MapleLCMDistChronoBT-DL-v3 [12] is based on the winner of the 2018 SAT competition, MapleLCMDistChronoBT [36], and augmented with duplicate learnt heuristic. In particular, Kochemazov et al. [12] improved the three-tier clause management by persisting additional clauses through the hash-based detection of repeatedly learnt clauses. They presented their solver MapleLCMDistChronoBT-DL-v3 in the 2019 SAT Race.
Relaxed_LCMDCBDL_newTech, a relaxed variant of MapleLCMDistCBT-DL, was first introduced in the 2020 SAT competition [15]. Basically, the idea is to relax the backtracking by protecting promising partial assignments from being pruned. Specifically, during the search, whenever a node corresponding to a promising assignment is reached, the algorithm enters a non-backtracking stage (under some conditions); this leads to a complete assignment, which is fed to an SLS solver to search for a solution nearby. In the 2021 SAT competition, its variant LSTech [37] showed a good performance especially on satisfiable instances [37].
The CDCL solver Kissat [34] is another popular base SAT solver that placed first in the 2020 SAT competition main track. Kissat is a low-level re-implementation of CaDiCaL that features improved data structures, better scheduling of inprocessing, and optimized algorithms and implementation. One configuration of Kissat is Kissat_SAT that targets satisfiable instances. Kissat_SAT is the base solver of Kissat_GB [38] and Kissat is the base of Kissat_MAB [39]. Kissat_GB bumps the variables based on glue centrality of glue variables. Kissat_MAB was augmented with the CHB decision heuristic as specified in [13]. The solver incorporates a reinforcement learning technique under the Multi Armed Bandit (MAB) framework that combines the VSIDS and the CHB branching heuristics by adaptively choosing the relevant heuristic at each restart using the Upper Confidence Bound (UCB) strategy.

3.2. Algorithms for Computing Backbones and Backdoors

Throughout the literature, many algorithms for backbone computation have been proposed. To begin with, Kaiser and Küchlin [40] proposed three backbone computation algorithms based on model enumeration and SAT testing. To compute backbones, Climer and Zhang [41] proposed a graph reduction technique called limit crossing.

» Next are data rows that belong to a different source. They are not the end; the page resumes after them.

Issue #1091, opened 2026-04-28
Overflowing and checked arith for small signed ints are broken


mooori:
Overflowing arith for small signed ints (`i8`, `i16`) was broken until recently. This had been fixed by changes in the debugger and by lowering some instructions through the new wasm dialect. After these changes landed the `test_overflowing_*_(i8|i16)` tests had been unignored in #992 and #996.

They have been ignored again in [this commit](https://github.com/0xMiden/compiler/commit/35f0c5e9de707eb11b7352ff2190edb63e7f0965) which migrated `miden-vm 0.20 -> 0.21.1` and `miden-base 0.13 -> 0.14`. So that might be a starting point for the investigation.

Can be replicated by running the ignored tests:

```sh
cargo nextest run -p miden-integration-tests --no-fail-fast --run-ignored ignored-only \
  -- rust_masm_tests::instructions::test_overflowing
```

Tests `test_checked_*_(i8|i16)` are failing too, probably due to the same root cause.

bigeez:
Hi, I’d like to investigate this if you’re happy to assign it to me.

I’ll start by reproducing the ignored i8 / i16 overflowing and checked arithmetic tests, then trace whether the regression came from the lowering path or from the miden-vm / miden-base upgrade mentioned in the issue.

Please assign me if that sounds useful.

mooori:
Thanks @bigeez for your interest. Though I’m planning to take this on myself since I’ve worked on it before.

Issue #977, opened 2026-02-23
test: integer `checked wide` and `overflowing` arith ops


mooori:
### What should be done?

Continuation of #959

Once the issues collected in #971 are resolved, add the following tests:

- [ ] `wide-overflowing`
- checked:
  - [x] `normal` #1092 
  - [ ] `wide`

### How should it be done?

Add tests in [rust_masm_tests/instructions.rs](https://github.com/0xMiden/compiler/blob/c002d1a263f78b441e48a56c4fea0d9a6e870ade/tests/integration/src/rust_masm_tests/instructions.rs)

### When is this task done?

Tests are added

bitwalker:
Done in #1354

PR #1092, opened 2026-04-28
test: add proptests for `checked` arith

mooori:
Addresses the `checked normal` part of #977

This mainly mirrors the setup for `overflowing` arith tests.

More tests than expected are failing and need to be ignored due to #1091


greenhat (approved):
Looking good!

Janota et al. [26] computed backbones based on enumerating implicants and iterative SAT testing and optimizations with calls to a CDCL SAT solver. The work of Previti and Järvisalo [42] follows the idea of enumerating implicants in [26], but it differs in terms of using a CDCL SAT solver with preferences. Zhang et al. [43] suggested three sets of filtering optimization heuristics to improve the performance of the iterative SAT testing method for backbone computation. Dequen and Dubois [24] introduced a heuristic for backbone computation. The heuristic was incorporated into the DPLL solver, kcnfs, to encourage branching on backbone variables. Experimental results indicated that kcnfs performed well on random k-CNF formulas [5]. Wu [44] applied machine learning to optimize the values of the branching variables in MiniSat [32]. Experimental results confirmed that the solver managed to set on average 78% of the backbones correctly. The solver did reduce conflicts; however, the long preprocessing time outweighed the decrease in runtime.
Many algorithms for backdoor computation have been proposed in the literature. Williams et al. [18] computed strong backdoors in several industrial instances. Experimental results indicated that the size of the backdoor is close to zero. The authors also investigated the relatedness between backdoors, restarts, and the heavy-tailed distribution phenomena. They suggested that backdoors with sizes near-zero lead to runtime distributions that are lower bounded by heavy tails. This led Williams et al. [18] to hypothesize that SAT solvers that are effective in solving industrial SAT instances exploit backdoors. Kilby et al. [20] concluded that strong backdoors seem to be correlated with problem hardness on random 3-CNF formulas, whereas this was not observed for weak backdoors. Gregory et al. [21] studied weak backdoors for random and crafted instances. They observed that backdoor values for crafted instances are close to zero. Moreover, the authors discovered that when clause learning is enabled, the average backdoor size decreases. This is of interest because modern CDCL solvers implicitly exploit the backdoor structure. Zulkoski et al. [19] computed weak backdoors for all SAT categories on benchmark instances from 2009–2014 SAT competitions. Experiments concluded that weak backdoors are hard to compute and small for all instance categories. Dilkina et al. [45] extended traditional backdoors to LS backdoors to take advantage of clause learning [29] during the search performed by a CDCL SAT solver. Experiments showed that LS backdoors are exponentially smaller than traditional strong backdoors on mixed integer programming SAT instances [46]. Overall, experiments on instances from all SAT categories have reported a near-zero backdoor size. Zulkoski et al. [19] extended the notion of LS backdoors to allow restarts by introducing the concept of LSR backdoors. The results confirmed that industrial instances indeed appear to have smaller LSR backdoor sizes compared to random instances. Zulkoski et al. [19] observed that the number of LSR backdoors that have been computed are of twice the instances of weak backdoors. Zulkoski et al. [19] concluded that LSR backdoor sizes are larger compared to weak backdoors. However, weak backdoors are harder to compute.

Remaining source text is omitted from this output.